The voting stopped at 9 p.m. By 9:10 p.m., early returns already were being projected onto a blank wall at the elections office on N Apopka Avenue in Inverness. The candidates, media and hard-core political junkies hadn't even staked out their spots along the counter and 21 of 41 precincts had been counted.
By 9:20 p.m., 35 precincts were in. As quickly as the staff could load the discs with fresh numbers into the laptop at the counter, updates flashed onto the wall. Accompanying the numbers were colorful pie charts, so even if you were in the back of the room or couldn't quite make out the numbers, you could tell if one candidate was ahead or behind by their piece of the pie.

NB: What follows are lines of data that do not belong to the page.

PR #2283, opened 2017-04-25
workflow: fix extracting keywords from PDF

### LINKED ISSUE #2255: workflows: classifiers ignores PDF
The classification step currently looks for PDF hints in the wrong place. This is a blocker for the proper auto-reject algorithm, because current core keyword extraction is based only on abstract and title.

kaplun:
* Fixes extracting keywords from PDFs. (Closes #2255)

* Refactors retrieval of PDF unifying arXiv and submitter sources.
  Now PDFs are looked into the obj.files attribute.

### DIFF
--- a/inspirehep/modules/forms/validators/simple_fields.py
+++ b/inspirehep/modules/forms/validators/simple_fields.py
@@ -31,6 +31,8 @@ from flask.ext.login import current_user
 from idutils import is_arxiv, is_isbn
 from wtforms.validators import ValidationError, StopValidation
 
+from inspirehep.utils.url import is_pdf_link
+
 
 def _get_current_user_roles():
     return [r.name for r in current_user.roles]
@@ -62,7 +64,6 @@ def does_exist_in_inspirehep(query, collection=None):
     :param collection: collection to search in; by default searches in
         the default collection
     """
-    import requests
     from json import loads
 
     params = {
@@ -161,7 +162,7 @@ def pdf_validator(form, field):
     """Validate that the field contains a link to a PDF."""
     message = 'Please, provide an accessible direct link to a PDF document.'
 
-    if field.data and not _is_pdf_link(field.data):
+    if field.data and not is_pdf_link(field.data):
         raise StopValidation(message)
 
 
@@ -169,7 +170,7 @@ def no_pdf_validator(form, field):
     """Validate that the field does not contain a link to a PDF."""
     message = 'Please, use the field above to link to a PDF.'
 
-    if field.data and _is_pdf_link(field.data):
+    if field.data and is_pdf_link(field.data):
         raise StopValidation(message)
 
 
@@ -186,30 +187,3 @@ def date_validator(form, field):
                 break
         else:
             raise StopValidation(message)
-
-
-def _is_pdf_link(url):
-    """Return ``True`` if ``url`` points to a PDF.
-
-    Returns ``True`` if either the server replies with the correct
-    ``Content-Type`` or the first few bytes of the response are ``%PDF``.
-
-    Args:
-        url (string): a URL.
-
-    Returns:
-        bool: whether the url points to a PDF.
-
-    """
-    try:
-        response = requests.get(url, allow_redirects=True, stream=True)
-    except requests.exceptions.RequestException:
-        return False
-
-    content_type = response.headers.get('Content-Type', '')
-    correct_content_type = content_type.startswith('application/pdf')
-
-    magic_number = next(response.iter_content(4))
-    correct_magic_number = magic_number.startswith('%PDF')
-
-    return correct_content_type or correct_magic_number
--- a/inspirehep/modules/workflows/tasks/actions.py
+++ b/inspirehep/modules/workflows/tasks/actions.py
@@ -27,12 +27,15 @@ from __future__ import absolute_import, division, print_function
 from functools import wraps
 
 from flask import current_app
+from werkzeug import secure_filename
 
-from inspirehep.modules.workflows.utils import log_workflows_action
+from inspirehep.modules.workflows.utils import log_workflows_action, get_pdf_in_workflow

At 9:39 p.m., 39 of 41 were in. At 9:50, every precinct was in except one. Number 206 in Beverly Hills checked in at 9:56, and it was all over.
Gill's lobby, the busiest place in Inverness just moments before, was all but empty at 10:10 p.m. The herd had moved on to the bars along Apopka to celebrate or commiserate, but Gill's staff was still at work, answering phone calls, faxing results to media outlets around the state and, most importantly, waiting for the final batch of votes.
A special red box carrying an unknown number of uncounted and provisional ballots from around the county was en route. Would there be enough to change the outcome of the closest local race of the night: the County Commission District 4 Republican primary in which incumbent Jim Fowler held a 25-vote edge over Joyce Valentino?
Gill was unflappable as she waited, easing through a television interview, then handing out sheets of precinct-by-precinct vote breakdowns. She calmly answered the same questions over and over again. (Would there be a recount? Are all the absentees in? And what exactly is a provisional ballot?)
Shortly after 11, the straggler ballots were counted: None of the outcomes had changed and the staff could finally exhale.
Moments later, they began preparing for Wednesday's recount while speculating aloud about how the headlines were going to portray all of Florida's elections officials as bumblers who can't get elections right, even with two years to prepare.
Some people paint with broad brushes, such as the guy who blamed Gill for a change in a state election law. His recent e-mail to her said that she should be hung by her ankles till she dies. That's the thanks you sometimes get for a job well done.
The knucklehead may have been onto something, though. Maybe Gill's team should be running the elections for the entire state. At least we'd have believable results in quickly and accurately.
Geez, professionalism in Florida elections. What a concept.